Whenever Mr. Franklin Harris snoozes at church, I wonder if the ninety-five year old man with whom I sit will awake again. He is a wonderful example of someone who loves Jesus, and he brims with wisdom. His body is frail, though.
He recognizes his disability consisting of his inability to stand for long and his use of a walker. Mr. Harris is more hunched than my grandma was, and she went from being a tall woman to one under five feet. Every week I half expect to hear news of Mr. Harris’s passing simply because he is so aged and frail. Seeing him nod off again today reminded me that these bodies in which we live are only shells.
The body is
Soon it will be empty
like a hermit
Where will your soul
Every time Mr. Harris mentions his heart surgery from a few years back, current doctor appointments, or his frail body, he turns those same sentences into clauses worshipping His Creator. Week after week he reminds me, “God is good.”
Mr. Harris doesn’t know why he remained alive after his heart surgery but to glorify God and share Jesus for a little while longer.

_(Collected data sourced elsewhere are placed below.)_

Issue #3278, opened 2025-04-29
Speed up startup of Size Distribution perspective


butlerpd:
It currently "takes a minute" for the size distribution to load when sending data to it. This is probably due to the fact that a default background is being subtracted and a new curve generated. I think that background subtraction makes no sense anyway till the user choose what they want. It would probably be faster and make more sense in a workflow anyway to just plot the data when sending to the perspective.

This could, maybe (?), have the side benefit of getting rid of the double plotting of the data?

butlerpd:
This was probably a bit of a misnomer. While not first tier issue, it is still more of a bug than a feature in that subtracting a background before the user even decides whether or not they want to do that, much less what that background should be **if** in fact they do want that, is not correct behavior.

PR #3395, opened 2025-05-20
Speed up startup of size distribution

backmari:
## Description

**Not working, do not merge**

Currently when data is loaded in the Size Distribution Perspective, we also plot a flat background at 1e-6. However, we would initially like to plot only the data and add background only if the user adds values in the background configuration.

This was a first attempt at only plotting the data, however, the logic called when emitting the signal `plotRequestedSignal` expects a list with at least two items, where the second probably should be a `Plottable` object. I tried passing in a dummy plot, but didn't like that solution.

Related to #3278

## How Has This Been Tested?

## Review Checklist:

**Installers**


butlerpd:
Seems like what we need to do is to replace the call to `self.plotData` at the end of the `setData` method with a different call? One that directly accesses `MainWindow.DateExplorerWindow.plotData` perhaps? The requestplot signal is I think essentially what we want but that works for a tabbed perspective only I think?

Anyway .. just some thoughts that may or may not be helpful from things I've stumbled across working on other PRs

Mr. Harris reminded me of God’s faithfulness when I was grieving my aunt’s death last month. I asked him how to grieve properly, and he replied that he had a wife years and years ago who died, and his second wife also passed away. He clearly knows heartache, but the Sunday I asked about grief, he recognized God’s faithfulness in the midst of pain.
Whenever my ninety-five year old friend leaves this earth, I will rejoice that he will have left pain and heartache behind. He will meet his Savior, Jesus Christ, and see God’s face for all of eternity. I will grieve my loss, not his.
He has been excited about knowing Jesus and has been faithful to God since he was a child going to saw-dust and chair-lined revival meetings with his mother. Today he told me that he was excited about Jesus then and wanted to tell his friends about Him, and he said that still has not stopped.
Mr. Harris points every conversation back to God, and I know that when his soul leaves his bodily shell, rejoicing will ensue. I will grieve him as I would a dear friend or close family member, but my soul will be delighted for him, wishing I could go as well.